Your thoughts on the volunteer work you do with Communities In Schools?
This is right in the schools, and I tell people we are here for them, we are an organization that can help people. Sometimes, people don’t know we can help or maybe they don’t like to share about their situation. Even though they might need some help, they don’t like to admit it. But we can help them by providing them with information about what we have—right here at Woodward!—that they might need. We have a food pantry, a closet of clothes, backpacks, and a whole lot of other things we can help students and their families with, like help with tutoring. They don’t always know about it so I tuck a flyer, say about the Loaves & Fishes pantry, in their backpack.

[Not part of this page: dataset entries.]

PR #888, opened 2023-06-15
update stytch. add error msgs for sms, email, oauth

obmelvin:


src/integrations/stytch.ts
```diff
@@ -115,7 +124,12 @@ export async function stytchLoginOnLoad(featheryClient: any) {
     return authFn()
       .then(() => stytchSubmitAuthInfo(featheryClient))
       .catch((e: any) => {
-        authState.showError();
+        const type = e.error_type;
+        let errorMsg;
+        if (type === 'bad_domain_for_stytch_sdk')
```
bo-dun-1, line 129: could handleLoginOrCreateErrors be used here too? And what if we just call it handleStytchLoginErrors

src/Form/index.tsx
```diff
@@ -1293,8 +1297,12 @@ function Form({
       } else if (type === ACTION_SEND_MAGIC_LINK) {
         const email = fieldValues[action.auth_target_field_key] as string;
         if (validators.email(email)) {
-          // Don't block to make potential subsequent navigation snappy
-          Auth.sendMagicLink(email);
+          try {
+            await Auth.sendMagicLink(email, setElementError);
+          } catch (e) {
+            elementClicks[id] = false;
```
bo-dun-1, line 1303: do we not want to set a user facing error in this case?

src/integrations/stytch.ts
obmelvin: hm, yeah I guess it probably makes sense to use it here too even though some of the error types can't happen for oauth, since I'm already using that fact to share the same fn between sms and email

obmelvin: oh, I could use the same fn - but oauth doesn't error until after the redirect, which is why I had to update the LoginError component & why this is different

bo-dun-1 (approved):

PR #901, opened 2023-06-21
save url params

obmelvin:


src/Form/utils.ts
```diff
@@ -0,0 +1,28 @@
+import { mapUrlParamsToHiddenFields } from '../utils/browser';
+import Client from '../utils/client';
+
+export function saveUrlParams(
```
bo-dun-1, line 4: this utils file seems to serve the same purpose as formHelperFunctions, should probably be merged into one file

src/Form/index.tsx
```diff
@@ -63,7 +63,12 @@ import DevNavBar from './components/DevNavBar';
 import FeatherySpinner from '../elements/components/Spinner';
 import { isObjectEmpty } from '../utils/primitives';
 import CallbackQueue from '../utils/callbackQueue';
-import { featheryWindow, openTab, runningInClient } from '../utils/browser';
+import {
+  featheryWindow,
+  mapUrlParamsToHiddenFields,
```
bo-dun-1, line 68: this function doesn't appear to be used in this file

src/utils/browser.ts
```diff
@@ -39,3 +39,14 @@ export function getStytchJwt() {
 
 export const openTab = (url: any) =>
   featheryWindow().open(url, '_blank', 'noopener');
+
+// maps url query params to an object, used to set hidden fields
+export const mapUrlParamsToHiddenFields = () => {
```
bo-dun-1, line 44: can this function just be unified into the single place where it's used in saveUrlParams?

bo-dun-1: also shoudl hosted forms be updated to use this functionality instead?

src/utils/browser.ts
```diff
@@ -39,3 +39,14 @@ export function getStytchJwt() {
...
+  const params = new URLSearchParams(featheryWindow().location.search);
+  const hiddenFields: any = {};
+  params.forEach((value, key) => {
+    if (key === '_slug') return;
```
obmelvin, line 48: Also discard feathery_ params

src/utils/formHelperFunctions.ts
```diff
@@ -504,3 +506,34 @@ export function isStepTerminal(step: any) {
...
 }
+
+export function saveUrlParams(
+  updateFieldValues: (newFieldValues: any, rerender?: boolean) => boolean,
+  client: Client
+) {
+  const params = new URLSearchParams(featheryWindow().location.search);
+  const hiddenFields: any = {};
+  params.forEach((value, key) => {
+    if (['feathery_1', 'feathery_2', '_slug'].includes(key)) return;
```
bo-dun-1, line 517: i think you can ignore feathery_1 and feathery-2 now, it's been long enough and i've removed that handling logic form hosted forms too

src/utils/formHelperFunctions.ts
```diff
@@ -504,3 +506,34 @@ export function isStepTerminal(step: any) {
...
+    hiddenFields[key] = value;
+  });
+  if (Object.getOwnPropertyNames(hiddenFields).length === 0) return;
```
bo-dun-1, line 520: what is this check for? and if we want to short circuit it, could we just short circuit by checking params above?

bo-dun-1 (approved):

src/utils/formHelperFunctions.ts
obmelvin: I wanted to make sure that the stytch query params didn't get saved

src/utils/formHelperFunctions.ts
obmelvin: hosted forms can have the _slug query param so I only wanted to proceed if there were other query params

this seems like the most direct way to do that, rather than needing a separate check for _slug (and the others) above

bo-dun-1: ah that makes sense

src/utils/formHelperFunctions.ts
```diff
@@ -504,3 +506,39 @@ export function isStepTerminal(step: any) {
...
   return !hasNext;
 }
+
+export function saveUrlParams(
+  updateFieldValues: (newFieldValues: any, rerender?: boolean) => boolean,
+  client: Client
+) {
+  // If there is only one query param and it is the slug, don't save it
+  if (
+    featheryWindow().location.search.startsWith('?_slug=') &&
```
bo-dun-1, line 516: couldn't we do this check on the params object?

bo-dun-1 (approved):

PR #903, opened 2023-06-22
fix: Fix percentage heights on elements

ondrosh:


src/Form/grid/StyledContainer/index.tsx
```diff
@@ -74,7 +76,9 @@ export const StyledContainer = forwardRef<HTMLDivElement, StyledContainerProps>(
         className={classNames('styled-container', type, className)}
         {...props}
       >
-        {children}
+        <div className='inner-container' css={innerStyles}>
```
bo-dun-1, line 79: why are inner containers necessary? can you leave comments?

bo-dun-1 (approved):

PR #908, opened 2023-06-23
fix rerender when form complete

obmelvin:


src/utils/formHelperFunctions.ts
```diff
@@ -486,7 +486,7 @@ export function getServarTypeMap(steps: any) {
 }
 
 export function isStepTerminal(step: any) {
-  // If step is navigatable to another step, it's not terminal
+  // If step is navigable to another step, it's not terminal
```
obmelvin, line 489: just changed because the previous word was underlined by spell checkeer

bo-dun-1 (approved):

PR #911, opened 2023-06-26
callback function api refactor

bo-dun-1:


src/Form/grid/Element/index.tsx
```diff
@@ -9,7 +9,7 @@ import { isObjectEmpty, stringifyWithNull } from '../../../utils/primitives';
 import { isFieldValueEmpty } from '../../../utils/validation';
 import { justInsert, justRemove } from '../../../utils/array';
 import { fieldValues } from '../../../utils/init';
-import { ACTION_STORE_FIELD } from '../../../utils/elementActions';
+import { ACTION_NEXT, ACTION_STORE_FIELD } from '../../../utils/elementActions';
```
ericpias, line 12: ACTION_NEXT not used here.

src/Form/index.tsx
```diff
@@ -1172,20 +1121,15 @@ function Form({
...
-          fieldOnChange({
-            fieldIds: data.fieldIDs,
-            fieldKeys: data.fieldKeys,
-            elementRepeatIndex: element.repeat
-          })();
-        }
-      } else if (type === ACTION_TRIGGER_PLAID) {
+      await runUserCallback(onAction, () => ({
+        trigger,
+        action: type
```
ericpias, line 1126: This adds 'action' to the callback context but it is not in ContextOnAction (Form.ts).  It should be, no?

src/utils/formHelperFunctions.ts
```diff
@@ -145,7 +145,11 @@ export const getAllElements = (step: any) => {
   ];
 };
 
-export const lookUpTrigger = (step: any, elementID: any, elementType: any) => {
+export const lookUpTrigger = (
+  step: any,
+  elementID: any,
+  elementType: any
+): Record<string, any> => {
```
ericpias, line 152: The return object for this function has the 'elementType' prop instead of the 'type' prop specified in the 'Trigger' type defined in Form.ts.  This return is used as the trigger that is part of ContextOnAction.  This mismatch seems to be an old issue though because it is also an issue with **OnError and onSubmit**.

src/types/Form.ts
```diff
@@ -35,55 +30,31 @@ export type FieldData = {
...
+  trigger: Trigger;
+}
+
 export interface ContextOnLoad extends FormContext {
-  fields: FieldData;
-  stepName: string;
-  previousStepName: string;
-  lastStep: boolean;
-  setStep: SetStep;
   firstStepLoaded: boolean;
```
ericpias, line 42: Is firstStepLoaded ever set anywhere?

bo-dun-1: nope, removed

src/Form/index.tsx
bo-dun-1: yes, thank you for catching

src/utils/formHelperFunctions.ts
bo-dun-1: changed elementType to type here

ericpias (approved):

PR #916, opened 2023-06-28
reset state for popup forms when tracking off, fix z index bug and is…

obmelvin:
fixes
* popup forms will now reset the field values, step and user ID when the popup is closed & tracking is off
* fixes a z-index issue with phone field & popup forms
* fixes an issue where react-bootstrap's overlay fn was causing the page to scroll to the top when clicking to open the phone country dropdown. replaces it with ElevatedMenu from the dashboard, which resolved the issue

### DIFF
--- a/src/Form/index.tsx
+++ b/src/Form/index.tsx
@@ -43,7 +43,7 @@ import {
   getVisiblePositions
 } from '../utils/hideAndRepeats';
 import { validators, validateElements } from '../utils/validation';
-import { initState, fieldValues, FieldValues } from '../utils/init';
+import { initState, fieldValues, FieldValues, initInfo } from '../utils/init';
 import { isEmptyArray, justInsert, justRemove } from '../utils/array';
 import Client from '../utils/client';
 import { useFirebaseRecaptcha } from '../integrations/firebase';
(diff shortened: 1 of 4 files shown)


src/Form/index.tsx
```diff
@@ -329,6 +332,39 @@ function Form({
...
+      history.replace(location.pathname + location.search);
+      const newKey = getInitialStep({
+        initialStepId,
+        steps,
+        sessionCurrentStep: session.current_step_key
+      });
+      // if I set this, then the hash shows while the form is closed. If I don't
+      // set this, the hash stays cleared until the form is both reopened &
+      // navigated to a new step to another step
+      // setUrlStepHash(history, steps, newKey);
```
obmelvin, line 363: is it fine if the hash doesn't show up until navigating to the 2nd step in this case? happy to adjust this any way - but wasn't sure what you'd expect the bx to be

src/elements/fields/PhoneField/index.tsx
```diff
@@ -197,42 +199,44 @@ function PhoneField({
             '&:hover': { backgroundColor: '#e6e6e633' }
           }}
           ref={triggerRef}
-          onClick={() => setShow(!show)}
+          onClick={(e: any) => {
+            // TODO: position should be set staticly based on the input, not on the click. but refs were all null?
+            setMenuPosition({
```
obmelvin, line 204: small change to make here. I forgot that I commented out `ref={triggerRef}` 🙈 when I was trying to do this originally, so pretty sure that was my issue

PR #930, opened 2023-07-10
Run user-provided snippets

bo-dun-1:


src/utils/formContext.ts
```diff
@@ -47,6 +47,7 @@ export const getFormContext = (formUuid: string) => ({
       : {};
     return {
       totalSteps: Object.keys(state.steps).length,
+      stepId: step.id ?? '',
```
bo-dun-1, line 50: why is stepId being returned in the form context? this should be an internal identifier

ericpias: The steps filter on logicRule is an array of step ids.  Step ids are better than names/keys which can change.  So I need the step id here.  We need not document it so it stays internal.  See runUserLogic where I filter by any steps and use this.

src/Form/index.tsx
```diff
@@ -589,6 +677,24 @@ function Form({
             };
           if (res.save_url_params) saveUrlParamsFormSetting = true;
           setFormSettings(mapFormSettingsResponse(res));
+          setLogicRules(res.logic_rules);
+
+          // Add any logic_rule.elements to viewElements so that onView called for then too.
+          // Make sure there are no duplicate entries.
+          if (res.logic_rules) {
+            const newViewElements: string[] = [...viewElements];
```
bo-dun-1, line 685: IMO we should handle this viewElements aggregation on the backend before returning to frontend

src/Form/index.tsx
```diff
@@ -455,25 +476,92 @@ function Form({
...
     }
+    // filter the logicRules that have trigger_event matching the trigger event (type_)
+    if (logicRules) {
+      const logicRulesForEvent = logicRules.filter(
+        (logicRule: any) => logicRule.trigger_event === event
+      );
+      // Run the logic rules in sequence!
+      for (const logicRule of logicRulesForEvent) {
+        // don't run disabled or invalid rules
+        if (!logicRule.enabled || !logicRule.valid || !logicRule.code) continue;
```
bo-dun-1, line 520: we should filter out disabled and invalid rules on the backend so we don't need this check or these flags here

src/Form/index.tsx
ericpias: This is aggregating any view rule elements with any onViewElements that might have been passed as a form prop (embedded situation).  Doing this aggregation on the BE means that onViewElements would need to be sent to the BE via a new end point.  Unless I am missing something, that would not make sense.

src/utils/formContext.ts
ericpias: Ok, made this change

ericpias (approved):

So you have been serving in this role for the past three years now? Any other insights?
Yes, it has been three years…With the children, sometimes they don’t want you to pick them out as needing help. I just spread my love and the children don’t feel so bad about needing something. And they know me. Ms. Brown, she’s Reniyah’s grandma and she works with Ms. Jen, they say, so it’s okay. Everybody has gotten used to me here so it’s easier for them to accept the help. There comes Ms. Brown! they say, once they got used to me. So I come in on my good days and help out however I can, whether it’s organizing things or connecting with a student and doing one-on-one work with them.
What are you currently reading?
I love to read and pray. Right now I’m reading Romans in the Bible.
Is that your favorite book in the Bible?
I prefer James.
Behind every successful person is a caring adult. Who has been your caring adult?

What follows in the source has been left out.